» **Exercise goal**
Count the lines below with the string "https" in them. Only the number should be given.

» **Records for this task**
= Beginning of Section =
PR #1242, opened 2023-12-09
Support `BIT/BYTE` for `bitcount` and `bitpos` for redis 7+

fatkodima:
Reference https://github.com/redis/redis-rb/issues/1187

Redis 7.0 release notes - https://raw.githubusercontent.com/redis/redis/7.0/00-RELEASENOTES

I am not very happy with the `bytes_range` parameter name. Maybe you can suggest something better? Maybe `use_bytes` or `offset_unit` etc...

### DIFF
--- a/lib/redis/commands/bitmaps.rb
+++ b/lib/redis/commands/bitmaps.rb
@@ -27,9 +27,13 @@ class Redis
       # @param [String] key
       # @param [Integer] start start index
       # @param [Integer] stop stop index
+      # @param [String, Symbol] scale the scale of the offset range
+      #     e.g. 'BYTE' - interpreted as a range of bytes, 'BIT' - interpreted as a range of bits
       # @return [Integer] the number of bits set to 1
-      def bitcount(key, start = 0, stop = -1)
-        send_command([:bitcount, key, start, stop])
+      def bitcount(key, start = 0, stop = -1, scale: nil)
+        command = [:bitcount, key, start, stop]
+        command << scale if scale
+        send_command(command)
       end
 
       # Perform a bitwise operation between strings and store the resulting string in a key.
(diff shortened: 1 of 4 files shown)


byroot:
What about: `scale: :bit` or `index: :byte`?

fatkodima:
👍 for `:scale`.

lib/redis/commands/bitmaps.rb
```diff
@@ -27,9 +27,13 @@ def getbit(key, offset)
...
       # @param [Integer] start start index
       # @param [Integer] stop stop index
+      # @param [String, Symbol] scale the scale of the offset range
+      #     e.g. 'BYTE' - interpreted as a range of bytes, 'BIT' - interpreted as a range of bites
       # @return [Integer] the number of bits set to 1
-      def bitcount(key, start = 0, stop = -1)
-        send_command([:bitcount, key, start, stop])
+      def bitcount(key, start = 0, stop = -1, scale: 'BYTE')
+        command = [:bitcount, key, start, stop]
+        command << 'BIT' if scale.to_s.upcase == 'BIT'
```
= End of Section =
» **Written response**
2